Der frühere Brandenburger Regierungschef Matthias Platzeck (SPD) könnte Co-Chef der Kohlekommission werden. „Matthias Platzeck kann Konsens. Er hat alles, was man für eine solche Aufgabe braucht“, sagte Bundesumweltministerin Svenja Schulze (SPD) am Dienstag.

Vorschlag von Woidke

Brandenburgs Ministerpräsident Dietmar Woidke (SPD) erklärte, er habe Platzeck vorgeschlagen und dieser sei dazu auch bereit. „Er kennt die Themen. Er weiß was zu tun ist. Er weiß, welche Themen den Menschen auf den Nägeln brennen. Das ist gut für die Lausitz und die Strukturentwicklung“, erklärte Woidke. Er hatte zuvor der „Lausitzer Rundschau“ gesagt, er freue sich, dass Platzeck bereit sei, einen Co-Vorsitz zu übernehmen.

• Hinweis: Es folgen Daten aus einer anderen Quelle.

PR #1896, opened 2026-06-18
Wiki and Analysis tabs are disabled by default and enabled once content exists

ebkr:
Note: I'm unable to test package analysis locally because it doesn't run in dev.

If we have a setup, please try to verify it.

# Screenshots

## User has no edit permission and wiki doesn't exist

image

## User has edit permissions and wiki does not exist

image

## User has no edit permissions and wiki exists

image

## User has edit permissions and wiki exists

image

### DIFF
--- a/apps/cyberstorm-remix/app/p/packageListing.tsx
+++ b/apps/cyberstorm-remix/app/p/packageListing.tsx
@@ -50,6 +50,7 @@ import {
 } from "@thunderstore/cyberstorm";
 import { PackageLikeAction } from "@thunderstore/cyberstorm-forms";
 import { DapperTs, type DapperTsInterface } from "@thunderstore/dapper-ts";
+import { isApiError } from "@thunderstore/thunderstore-api";
 
 import type { Route } from "./+types/packageListing";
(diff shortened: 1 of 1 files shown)


apps/cyberstorm-remix/app/p/packageListing.tsx
```diff
@@ -283,7 +286,42 @@ export default function PackageListing() {
...
+        setHasWiki(res.pages.length > 0);
+      })
+      .catch(() => setHasWiki(false));
+
+    dapper
+      .getPackageSource(listing.namespace, listing.name)
+      .then((res) => {
+        setHasSource((res?.decompilations?.length ?? 0) > 0);
+      })
+      .catch(() => setHasSource(false));
```
Oksamies: Do all of this logic in the clientLoader preferrably, as the permissions are already fetched there etc.

Oksamies (changes requested):
The goal of the fix is good, but the implementation is not inline with how other similar stuff is done in the project. Please see how similar checks, state management and passing of state are done elsewhere 👍

Issue #3419, opened 2025-07-31
Missing `billingAddress` field in `PaymentData` interface


obber:
**Describe the bug**

I am trying to extract `state.data.billingAddress` to send to our server for the initial `/payments` API call in an advanced flow.

The TS definition for the `PaymentData` interface is missing.

Reference source: https://github.com/Adyen/adyen-web/blob/6b9003ebd2d4a6825bb8ce99cf673ae0aba36e44/packages/lib/src/types/global-types.ts#L290-L301

**To Reproduce**

1. Open up a Typescript Project that uses the `@adyen/adyen-web` package.
2. Import the `PaymentData` type to observe the missing field. 

**Expected behavior**

Expected `PaymentData.billingAddress` to be defined.

**Screenshots**

Auto-complete in my editor:

<img width="903" height="622" alt="Image" src="https://github.com/user-attachments/assets/cbde0707-7731-4392-afef-2352a839499b" />

However, I do see the field is present in the actual JS console:

<img width="1160" height="558" alt="Image" src="https://github.com/user-attachments/assets/90ad766c-86da-4472-bde1-bba383d52027" />

**Desktop (please complete the following information):**
 - OS: Mac OS
 - Browser: Chrome
 - Version: 138.0.7204.169

m1aw:
Hey @obber thank you for the feedback, we will make a fix for this soon.

obber:
> Hey [@obber](https://github.com/obber) thank you for the feedback, we will make a fix for this soon.

Thanks @m1aw! Appreciate it.

ribeiroguilherme:
@obber We released 6.20.0 which contains the fix for this.  I am closing this thread for now, but feel free to reach out if the problem persists. Cheers

PR #3431, opened 2025-08-08
fix missing props in PaymentData

m1aw:
## Summary

Add missing properties to the `PaymentData` interface to align with the data structure expected in payment submission flows.
This aligns with what is right now on `BeforeSubmitActions`.

## Tested scenarios

**Fixed issue**:  
#3419

### DIFF
--- a/packages/lib/src/types/global-types.ts
+++ b/packages/lib/src/types/global-types.ts
@@ -300,8 +300,6 @@ export interface PaymentData extends PaymentMethodData {
     storePaymentMethod?: boolean;
     billingAddress?: AddressData;
     deliveryAddress?: AddressData;
-    shopperEmail?: string;
-    shopperName?: string;
 }
 
 export type ResultCode =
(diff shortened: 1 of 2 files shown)


packages/lib/src/types/global-types.ts
```diff
@@ -298,6 +298,10 @@ export interface PaymentData extends PaymentMethodData {
     clientStateDataIndicator: boolean;
     sessionData?: string;
     storePaymentMethod?: boolean;
+    billingAddress?: AddressData;
+    deliveryAddress?: AddressData;
+    shopperEmail?: string;
+    shopperName?: string;
```
ribeiroguilherme: Can we actually return `shopperEmail` and `shopperName` here? Which payment method does that?

m1aw: I think I have a new idea how to fix in a proper way. Let me try some typescript ideas.

m1aw: I tried a few things but it was a way bigger rework of how we type things. I have fixed for this use case.

PR #3447, opened 2025-08-14
Stop preselecting a card brand in dual branding scenarios outside of EU

sponglord:
## Summary
Stop preselecting a card brand in dual branding scenarios outside of Europe. This will allow us to continue doing low cost routing outside of Europe.

## Tested scenarios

Platzeck war bereits einer von drei Vorsitzenden der Kommission, die die Finanzierung des Atomausstiegs geregelt hat. Sie wurde als Vorbild für die Kohlekommission ins Gespräch gebracht. Dort habe Platzeck gezeigt, dass er „in kurzer Zeit Gräben überwinden und Kompromisse erarbeiten“ könne, sagte Schulze.

Spezifizierung des Kohleausstiegs

Die Kommission „Wachstum, Strukturwandel und Beschäftigung“ soll in den nächsten Wochen mit der Arbeit beginnen und noch in diesem Jahr ein Datum für das Ende des Kohlestroms in Deutschland nennen. Sie beschäftigt sich auch mit dem Strukturwandel in betroffenen Regionen, vor allem in Nordrhein-Westfalen und Ostdeutschland.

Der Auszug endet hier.